─── MATERIALS PROVIDED ───

PR #8107, opened 2015-03-21
allow_none=False by default for Instance and Type

SylvainCorlay:
The last trait types for which `allow_none` was `True` by default were `Type` and `Instance`. Since unused default values are not validated anymore, it makes sense to set it to False, so that there is no special case. 

After this, all trait types have `allow_none=False` by default.

having allow_none=False for `Instance` makes sense in  the following cases: 
- container trait types like
  `List(Instance(Foo))`, 
- when we want force the user to specify a value for an attribute

``` python
class Foo(HasTraits):
    # Foo must hold a reference to an instance of Bar provided
    # by the user.
    bar = Instance(Bar)

Foo()   # Trait Error
bar = Bar()
Foo(bar=bar)  # ok
```

This also corrects a bug which I just noticed: setting allow_none=False was not effective on `Tuple`.

### DIFF
--- a/IPython/config/application.py
+++ b/IPython/config/application.py
@@ -174,7 +174,7 @@ class Application(SingletonConfigurable):
         _log_handler.setFormatter(_log_formatter)
     
 
-    log = Instance(logging.Logger, allow_none=True)
+    log = Instance(logging.Logger)
     def _log_default(self):
         """Start logging for this application.
 
--- a/IPython/config/application.py
+++ b/IPython/config/application.py
@@ -174,7 +174,7 @@ class Application(SingletonConfigurable):
         _log_handler.setFormatter(_log_formatter)
     
 
-    log = Instance(logging.Logger)
+    log = Instance(logging.Logger, allow_none=True)
     def _log_default(self):
         """Start logging for this application.
 
--- a/IPython/config/configurable.py
+++ b/IPython/config/configurable.py
@@ -372,7 +372,7 @@ class LoggingConfigurable(Configurable):
     is to get the logger from the currently running Application.
     """
 
-    log = Instance('logging.Logger', allow_none=True)
+    log = Instance('logging.Logger')
     def _log_default(self):
         from IPython.utils import log
         return log.get_logger()
--- a/IPython/config/configurable.py
+++ b/IPython/config/configurable.py
@@ -34,7 +34,7 @@ class MultipleInstanceError(ConfigurableError):
 class Configurable(HasTraits):
 
     config = Instance(Config, (), {})
-    parent = Instance('IPython.config.configurable.Configurable')
+    parent = Instance('IPython.config.configurable.Configurable', allow_none=True)
 
     def __init__(self, **kwargs):
         """Create a configurable given a config config.
@@ -372,7 +372,7 @@ class LoggingConfigurable(Configurable):
     is to get the logger from the currently running Application.
     """
 
-    log = Instance('logging.Logger')
+    log = Instance('logging.Logger', allow_none=True)
     def _log_default(self):
         from IPython.utils import log
         return log.get_logger()
--- a/IPython/core/interactiveshell.py
+++ b/IPython/core/interactiveshell.py
@@ -295,13 +295,13 @@ class InteractiveShell(SingletonConfigurable):
     disable_failing_post_execute = CBool(False, config=True,
         help="Don't call post-execute functions that have failed in the past."
     )
-    display_formatter = Instance(DisplayFormatter)
-    displayhook_class = Type(DisplayHook)
-    display_pub_class = Type(DisplayPublisher)
+    display_formatter = Instance(DisplayFormatter, allow_none=True)
+    displayhook_class = Type(DisplayHook, allow_none=True)
+    display_pub_class = Type(DisplayPublisher, allow_none=True)
     data_pub_class = None
 
     exit_now = CBool(False)
-    exiter = Instance(ExitAutocall)
+    exiter = Instance(ExitAutocall, allow_none=True)
     def _exiter_default(self):
         return ExitAutocall(self)
     # Monotonically increasing execution counter
@@ -435,16 +435,16 @@ class InteractiveShell(SingletonConfigurable):
                             default_value='Context', config=True)
 
     # Subcomponents of InteractiveShell
-    alias_manager = Instance('IPython.core.alias.AliasManager')
-    prefilter_manager = Instance('IPython.core.prefilter.PrefilterManager')
-    builtin_trap = Instance('IPython.core.builtin_trap.BuiltinTrap')
-    display_trap = Instance('IPython.core.display_trap.DisplayTrap')
-    extension_manager = Instance('IPython.core.extensions.ExtensionManager')
-    payload_manager = Instance('IPython.core.payload.PayloadManager')
-    history_manager = Instance('IPython.core.history.HistoryAccessorBase')
-    magics_manager = Instance('IPython.core.magic.MagicsManager')
+    alias_manager = Instance('IPython.core.alias.AliasManager', allow_none=True)
+    prefilter_manager = Instance('IPython.core.prefilter.PrefilterManager', allow_none=True)
+    builtin_trap = Instance('IPython.core.builtin_trap.BuiltinTrap', allow_none=True)
+    display_trap = Instance('IPython.core.display_trap.DisplayTrap', allow_none=True)
+    extension_manager = Instance('IPython.core.extensions.ExtensionManager', allow_none=True)
+    payload_manager = Instance('IPython.core.payload.PayloadManager', allow_none=True)
+    history_manager = Instance('IPython.core.history.HistoryAccessorBase', allow_none=True)
+    magics_manager = Instance('IPython.core.magic.MagicsManager', allow_none=True)
 
-    profile_dir = Instance('IPython.core.application.ProfileDir')
+    profile_dir = Instance('IPython.core.application.ProfileDir', allow_none=True)
     @property
     def profile(self):
         if self.profile_dir is not None:
@@ -453,7 +453,7 @@ class InteractiveShell(SingletonConfigurable):
 
 
     # Private interface
-    _post_execute = Instance(dict)
+    _post_execute = Instance(dict, allow_none=True)
 
     # Tracks any GUI loop loaded for pylab
     pylab_gui_select = None
--- a/IPython/core/interactiveshell.py
+++ b/IPython/core/interactiveshell.py
@@ -301,7 +301,7 @@ class InteractiveShell(SingletonConfigurable):
     data_pub_class = None
 
     exit_now = CBool(False)
-    exiter = Instance(ExitAutocall, allow_none=True)
+    exiter = Instance(ExitAutocall)
     def _exiter_default(self):
         return ExitAutocall(self)
     # Monotonically increasing execution counter
@@ -453,7 +453,7 @@ class InteractiveShell(SingletonConfigurable):
 
 
     # Private interface
-    _post_execute = Instance(dict, allow_none=True)
+    _post_execute = Dict()
 
     # Tracks any GUI loop loaded for pylab
     pylab_gui_select = None
--- a/IPython/core/interactiveshell.py
+++ b/IPython/core/interactiveshell.py
@@ -73,7 +73,7 @@ from IPython.utils.syspathcontext import prepended_to_syspath
 from IPython.utils.text import (format_screen, LSString, SList,
                                 DollarFormatter)
 from IPython.utils.traitlets import (Integer, Bool, CBool, CaselessStrEnum, Enum,
-                                     List, Unicode, Instance, Type)
+                                     List, Dict, Unicode, Instance, Type)
 from IPython.utils.warn import warn, error
 import IPython.core.hooks
 
@@ -296,8 +296,8 @@ class InteractiveShell(SingletonConfigurable):
         help="Don't call post-execute functions that have failed in the past."
     )
     display_formatter = Instance(DisplayFormatter, allow_none=True)
-    displayhook_class = Type(DisplayHook, allow_none=True)
-    display_pub_class = Type(DisplayPublisher, allow_none=True)
+    displayhook_class = Type(DisplayHook)
+    display_pub_class = Type(DisplayPublisher)
     data_pub_class = None
 
     exit_now = CBool(False)
--- a/IPython/html/services/clusters/clustermanager.py
+++ b/IPython/html/services/clusters/clustermanager.py
@@ -20,7 +20,7 @@ class ClusterManager(LoggingConfigurable):
     delay = Float(1., config=True,
         help="delay (in s) between starting the controller and the engines")
 
-    loop = Instance('zmq.eventloop.ioloop.IOLoop', allow_none=True)
+    loop = Instance('zmq.eventloop.ioloop.IOLoop')
     def _loop_default(self):
         from zmq.eventloop.ioloop import IOLoop
         return IOLoop.instance()
--- a/IPython/html/services/clusters/clustermanager.py
+++ b/IPython/html/services/clusters/clustermanager.py
@@ -20,7 +20,7 @@ class ClusterManager(LoggingConfigurable):
     delay = Float(1., config=True,
         help="delay (in s) between starting the controller and the engines")
 
-    loop = Instance('zmq.eventloop.ioloop.IOLoop')
+    loop = Instance('zmq.eventloop.ioloop.IOLoop', allow_none=True)
     def _loop_default(self):
         from zmq.eventloop.ioloop import IOLoop
         return IOLoop.instance()
--- a/IPython/kernel/inprocess/ipkernel.py
+++ b/IPython/kernel/inprocess/ipkernel.py
@@ -46,7 +46,7 @@ class InProcessKernel(IPythonKernel):
     # Kernel interface
     #-------------------------------------------------------------------------
 
-    shell_class = Type()
+    shell_class = Type(allow_none=True)
     shell_streams = List()
     control_stream = Any()
     iopub_socket = Instance(DummySocket, ())
--- a/IPython/kernel/inprocess/ipkernel.py
+++ b/IPython/kernel/inprocess/ipkernel.py
@@ -27,7 +27,8 @@ class InProcessKernel(IPythonKernel):
 
     # The frontends connected to this kernel.
     frontends = List(
-        Instance('IPython.kernel.inprocess.client.InProcessKernelClient')
+        Instance('IPython.kernel.inprocess.client.InProcessKernelClient'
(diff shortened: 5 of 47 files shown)


SylvainCorlay:
This still requires some cleanup.

minrk:
Are there any examples remaining where the default behavior is used? If not, this probably is not the right thing to do.

SylvainCorlay:
- It I type `List(trait=Instance(Foo))`, I would not expect `[None]` to be allowed.
- There are number of cases in IPython codebase were args and kwargs are provided to construct a default value. In those case, I did not need to specify `allow_none=True`
- and currently, having `allow_none=True` by default makes Type and Instance special cases that people have to know about.

SylvainCorlay:
Rebased.

IPython/core/interactiveshell.py
```diff
@@ -295,13 +295,13 @@ class InteractiveShell(SingletonConfigurable):
     disable_failing_post_execute = CBool(False, config=True,
         help="Don't call post-execute functions that have failed in the past."
     )
-    display_formatter = Instance(DisplayFormatter)
-    displayhook_class = Type(DisplayHook)
-    display_pub_class = Type(DisplayPublisher)
+    display_formatter = Instance(DisplayFormatter, allow_none=True)
+    displayhook_class = Type(DisplayHook, allow_none=True)
+    display_pub_class = Type(DisplayPublisher, allow_none=True)
```
minrk: Type is given a default value. Why is allow_none needed here?

IPython/kernel/connect.py
```diff
@@ -432,7 +432,7 @@ def ports(self):
         return [ getattr(self, name) for name in port_names ]
 
     # The Session to use for communication with the kernel.
-    session = Instance('IPython.kernel.zmq.session.Session')
+    session = Instance('IPython.kernel.zmq.session.Session', allow_none=True)
```
minrk: This shouldn't need to allow None, either, since its default is set

IPython/kernel/inprocess/ipkernel.py
```diff
@@ -48,8 +49,8 @@ class InProcessKernel(IPythonKernel):
     shell_class = Type()
     shell_streams = List()
     control_stream = Any()
-    iopub_socket = Instance(DummySocket, ())
-    stdin_socket = Instance(DummySocket, ())
+    iopub_socket = Instance(DummySocket, (), allow_none=True)
+    stdin_socket = Instance(DummySocket, (), allow_none=True)
```
minrk: Again, no need for allow_none

minrk:
I think there's something unexpected in how these traits are initialized, because there are many cases where you have added `allow_none=True` that shouldn't need it. I'm guessing that it's because they are validating a None value that they don't actually use. Can you look into that?

IPython/kernel/connect.py
SylvainCorlay: Hum, is it? There is no argument to construct a Session object.

IPython/kernel/inprocess/ipkernel.py
SylvainCorlay: Agree on this one. I got a bit heavy-handed in adding these `allow_none=True`

IPython/core/interactiveshell.py
SylvainCorlay: Agreed, should not be needed.

minrk:
From your points, I think this change in behavior is the right thing to do. I don't think there should be any need for `allow_none=True` on any of our uses of Type, and I think a few of the Instances with `_foo_default` defined or default constructor args got `allow_none=True` that shouldn't need them. If they do need them, then there's a problem with initialization, where an unused default value is getting validated.

IPython/config/application.py
```diff
@@ -174,7 +174,7 @@ def _log_format_changed(self, name, old, new):
         _log_handler.setFormatter(_log_formatter)
     
 
-    log = Instance(logging.Logger)
+    log = Instance(logging.Logger, allow_none=True)
```
minrk: This has _log_default, so shouldn't need allow_none

IPython/config/configurable.py
```diff
@@ -372,7 +372,7 @@ class LoggingConfigurable(Configurable):
     is to get the logger from the currently running Application.
     """
 
-    log = Instance('logging.Logger')
+    log = Instance('logging.Logger', allow_none=True)
```
minrk: no allow_none

IPython/core/interactiveshell.py
```diff
@@ -295,13 +295,13 @@ class InteractiveShell(SingletonConfigurable):
...
     data_pub_class = None
 
     exit_now = CBool(False)
-    exiter = Instance(ExitAutocall)
+    exiter = Instance(ExitAutocall, allow_none=True)
     def _exiter_default(self):
         return ExitAutocall(self)
```
minrk: no allow_none

IPython/core/interactiveshell.py
```diff
@@ -453,7 +453,7 @@ def profile(self):
 
 
     # Private interface
-    _post_execute = Instance(dict)
+    _post_execute = Instance(dict, allow_none=True)
```
minrk: This should actually be a plain Dict. Not sure how it got Instance. Can you remove the `self._post_execute = {}` in `__init__` as well?

IPython/html/services/clusters/clustermanager.py
```diff
@@ -20,7 +20,7 @@ class ClusterManager(LoggingConfigurable):
     delay = Float(1., config=True,
         help="delay (in s) between starting the controller and the engines")
 
-    loop = Instance('zmq.eventloop.ioloop.IOLoop')
+    loop = Instance('zmq.eventloop.ioloop.IOLoop', allow_none=True)
     def _loop_default(self):
```
minrk: no allow_none

IPython/kernel/client.py
```diff
@@ -49,7 +49,7 @@ class KernelClient(ConnectionFileMixin):
     """
 
     # The PyZMQ Context to use for communication with the kernel.
-    context = Instance(zmq.Context)
+    context = Instance(zmq.Context, allow_none=True)
```
minrk: no allow_none

IPython/kernel/comm/comm.py
```diff
@@ -20,7 +20,8 @@ class Comm(LoggingConfigurable):
     # If this is instantiated by a non-IPython kernel, shell will be None
     shell = Instance('IPython.core.interactiveshell.InteractiveShellABC',
                      allow_none=True)
-    kernel = Instance('IPython.kernel.zmq.kernelbase.Kernel')
+    kernel = Instance('IPython.kernel.zmq.kernelbase.Kernel',
+                      allow_none=True)
```
minrk: no allow_none

IPython/kernel/comm/comm.py
```diff
@@ -28,7 +29,8 @@ def _kernel_default(self):
     iopub_socket = Any()
     def _iopub_socket_default(self):
         return self.kernel.iopub_socket
-    session = Instance('IPython.kernel.zmq.session.Session')
+    session = Instance('IPython.kernel.zmq.session.Session',
+                       allow_none=True)
```
minrk: no allow_none

IPython/kernel/comm/manager.py
```diff
@@ -31,12 +31,13 @@ class CommManager(LoggingConfigurable):
...
                      allow_none=True)
-    kernel = Instance('IPython.kernel.zmq.kernelbase.Kernel')
+    kernel = Instance('IPython.kernel.zmq.kernelbase.Kernel',
+                      allow_none=True)
 
     iopub_socket = Any()
     def _iopub_socket_default(self):
         return self.kernel.iopub_socket
-    session = Instance('IPython.kernel.zmq.session.Session')
+    session = Instance('IPython.kernel.zmq.session.Session', allow_none=True)
```
minrk: no allow_none

minrk:
It seems like most cases where we have `allow_none=True` on Instance it's because the initial assignment happens after the construction of the object, so None is validated even though it is never used. Most of the cases where `allow_none=True` is added, the trait should actually not be allowed to be None.

It seems like the fix should be for the case:

```
class C(HasTraits):
    inst = Instance(SomeObject)

c1 = C(inst=SomeObject()) # correctly skips validation of unused default

c2 = C()
c2.inst # should validate default None

c3 = C()
c3.inst = SomeObject() # shouldn't validate unused default, but does
```

The default value retrieved when setting `c.inst` should *not* be validated, since it is guaranteed to never be used.

Given how traits work, I'm not sure that's feasible to fix right now, but it seems like the right behavior. If you don't think that's doable here, I think we can have the extra allow_none=True as an acceptable wart that we can work on removing later.

SylvainCorlay:
I completely agree with you. I guess that we can live with allowing None in the last case
```
c3 = C()
c3.inst = SomeObject() 
```
since we were allowing None all the time so far.

SylvainCorlay:
Rebased.

IPython/core/interactiveshell.py
```diff
@@ -453,7 +453,7 @@ def profile(self):
 
 
     # Private interface
-    _post_execute = Instance(dict)
+    _post_execute = {}
```
minrk: Sorry, I mean regular `Dict()` traitlet here, not a class attribute dict.

IPython/kernel/ioloop/manager.py
```diff
@@ -36,11 +36,11 @@ def wrapped(self, *args, **kwargs):
 
 class IOLoopKernelManager(KernelManager):
 
-    loop = Instance('zmq.eventloop.ioloop.IOLoop', allow_none=False)
+    loop = Instance('zmq.eventloop.ioloop.IOLoop', allow_none=True)
```
minrk: no allow_none needed here, right?

IPython/kernel/manager.py
```diff
@@ -57,14 +57,14 @@ def _client_class_changed(self, name, old, new):
     # generally a Popen instance
     kernel = Any()
     
-    kernel_spec_manager = Instance(kernelspec.KernelSpecManager)
+    kernel_spec_manager = Instance(kernelspec.KernelSpecManager, allow_none=True)
```
minrk: no allow_none here

IPython/kernel/manager.py
```diff
@@ -57,14 +57,14 @@ def _client_class_changed(self, name, old, new):
...
     
     def _kernel_spec_manager_default(self):
         return kernelspec.KernelSpecManager(ipython_dir=self.ipython_dir)
     
     kernel_name = Unicode(kernelspec.NATIVE_KERNEL_NAME)
     
-    kernel_spec = Instance(kernelspec.KernelSpec)
+    kernel_spec = Instance(kernelspec.KernelSpec, allow_none=True)
```
minrk: no allow_none here

IPython/kernel/zmq/session.py
```diff
@@ -144,13 +144,13 @@ def _logname_changed(self, name, old, new):
...
-    context = Instance('zmq.Context')
+    context = Instance('zmq.Context', allow_none=True)
     def _context_default(self):
         return zmq.Context.instance()
 
-    session = Instance('IPython.kernel.zmq.session.Session')
+    session = Instance('IPython.kernel.zmq.session.Session', allow_none=True)
 
-    loop = Instance('zmq.eventloop.ioloop.IOLoop', allow_none=False)
+    loop = Instance('zmq.eventloop.ioloop.IOLoop', allow_none=True)
```
minrk: no allow_none here

IPython/kernel/zmq/session.py
```diff
@@ -144,13 +144,13 @@ def _logname_changed(self, name, old, new):
         self.log = logging.getLogger(new)
 
     # not configurable:
-    context = Instance('zmq.Context')
+    context = Instance('zmq.Context', allow_none=True)
```
minrk: no allow_none

IPython/kernel/zmq/zmqshell.py
```diff
@@ -367,7 +367,7 @@ def _banner1_default(self):
     # will print a warning in the absence of readline.
     autoindent = CBool(False)
 
-    exiter = Instance(ZMQExitAutocall)
+    exiter = Instance(ZMQExitAutocall, allow_none=True)
```
minrk: no allow_none

ipython_parallel/apps/baseapp.py
```diff
@@ -123,7 +123,7 @@ def _cluster_id_changed(self, name, old, new):
     def _config_files_default(self):
         return ['ipcontroller_config.py', 'ipengine_config.py', 'ipcluster_config.py']
     
-    loop = Instance('zmq.eventloop.ioloop.IOLoop')
+    loop = Instance('zmq.eventloop.ioloop.IOLoop', allow_none=True)
```
minrk: no allow_none

ipython_parallel/apps/logwatcher.py
```diff
@@ -50,13 +50,13 @@ def _url_default(self):
         return 'tcp://%s:20202' % localhost()
     
     # internals
-    stream = Instance('zmq.eventloop.zmqstream.ZMQStream')
+    stream = Instance('zmq.eventloop.zmqstream.ZMQStream', allow_none=True)
     
-    context = Instance(zmq.Context)
+    context = Instance(zmq.Context, allow_none=True)
```
minrk: no allow_none

ipython_parallel/apps/logwatcher.py
```diff
@@ -50,13 +50,13 @@ def _url_default(self):
...
     def _context_default(self):
         return zmq.Context.instance()
     
-    loop = Instance(zmq.eventloop.ioloop.IOLoop)
+    loop = Instance(zmq.eventloop.ioloop.IOLoop, allow_none=True)
```
minrk: no allow_none

ipython_parallel/client/view.py
```diff
@@ -1099,7 +1099,7 @@ def map(self, f, *sequences, **kwargs):
         -------
 
         if block=False
-          An :class:`~ipython_parallel.client.asyncresult.AsyncMapResult` instance.
+          An :class:`~IPython.parallel.client.asyncresult.AsyncMapResult` instance.
           An object like AsyncResult, but which reassembles the sequence of results
           into a single list. AsyncMapResults can be iterated through before all
           results are complete.
```
minrk: Looks like this file reverted some changes in the rebase

ipython_parallel/controller/heartmonitor.py
```diff
@@ -77,9 +77,9 @@ class HeartMonitor(LoggingConfigurable):
         help='Allowed consecutive missed pings from controller Hub to engine before unregistering.',
     )
 
-    pingstream=Instance('zmq.eventloop.zmqstream.ZMQStream')
-    pongstream=Instance('zmq.eventloop.zmqstream.ZMQStream')
-    loop = Instance('zmq.eventloop.ioloop.IOLoop')
+    pingstream=Instance('zmq.eventloop.zmqstream.ZMQStream', allow_none=True)
+    pongstream=Instance('zmq.eventloop.zmqstream.ZMQStream', allow_none=True)
+    loop = Instance('zmq.eventloop.ioloop.IOLoop', allow_none=True)
```
minrk: no allow_none on `loop`

ipython_parallel/controller/scheduler.py
```diff
@@ -180,17 +180,17 @@ def _scheme_name_changed(self, old, new):
...
-    query_stream = Instance(zmqstream.ZMQStream) # hub-facing DEALER stream
+    client_stream = Instance(zmqstream.ZMQStream, allow_none=True) # client-facing stream
+    engine_stream = Instance(zmqstream.ZMQStream, allow_none=True) # engine-facing stream
+    notifier_stream = Instance(zmqstream.ZMQStream, allow_none=True) # hub-facing sub stream
+    mon_stream = Instance(zmqstream.ZMQStream, allow_none=True) # hub-facing pub stream
+    query_stream = Instance(zmqstream.ZMQStream, allow_none=True) # hub-facing DEALER stream
 
     # internals:
-    queue = Instance(deque) # sorted list of Jobs
+    queue = Instance(deque, allow_none=True) # sorted list of Jobs
```
minrk: no allow_none on queue

ipython_parallel/controller/scheduler.py
```diff
@@ -180,17 +180,17 @@ def _scheme_name_changed(self, old, new):
         self.scheme = globals()[new]
 
     # input arguments:
-    scheme = Instance(FunctionType) # function for determining the destination
+    scheme = Instance(FunctionType, allow_none=True) # function for determining the destination
```
minrk: no allow_none on scheme

jupyter_nbformat/sign.py
```diff
@@ -87,7 +87,7 @@ def signature_removed(nb):
 class NotebookNotary(LoggingConfigurable):
     """A class for computing and verifying notebook signatures."""
     
-    profile_dir = Instance("IPython.core.profiledir.ProfileDir")
+    profile_dir = Instance("IPython.core.profiledir.ProfileDir", allow_none=True)
```
minrk: no allow_none

jupyter_nbformat/sign.py
```diff
@@ -388,7 +388,7 @@ class TrustNotebookApp(BaseIPythonApplication):
         """
     )
     
-    notary = Instance(NotebookNotary)
+    notary = Instance(NotebookNotary, allow_none=True)
```
minrk: no allow_none

ipython_parallel/client/view.py
SylvainCorlay: arg :(

IPython/core/interactiveshell.py
```diff
@@ -453,7 +453,7 @@ def profile(self):
 
 
     # Private interface
-    _post_execute = Instance(dict)
+    _post_execute = Dict()
```
minrk: Dict hasn't been imported

minrk:
@SylvainCorlay ping me when you've finished removing the extra allow_none=True, and we can get this one in.

SylvainCorlay:
Sorry for the late reply. I was swamped with meetings and messed up the rebase between two of them. Looking at it now.

IPython/kernel/inprocess/ipkernel.py
```diff
@@ -27,7 +27,8 @@ class InProcessKernel(IPythonKernel):
 
     # The frontends connected to this kernel.
     frontends = List(
-        Instance('IPython.kernel.inprocess.client.InProcessKernelClient')
+        Instance('IPython.kernel.inprocess.client.InProcessKernelClient'
```
minrk: missing comma, here

SylvainCorlay: arg, you beat me to it. I just pushed it.

minrk:
All, green. Thanks for finishing this one!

───

▶ _TASK OBJECTIVE_
Report every line of the records that contains the word "needed".

▶ _RESPONSE FOR THIS EXERCISE_
minrk: Type is given a default value. Why is allow_none needed here?
SylvainCorlay: Agreed, should not be needed.
minrk: no allow_none needed here, right?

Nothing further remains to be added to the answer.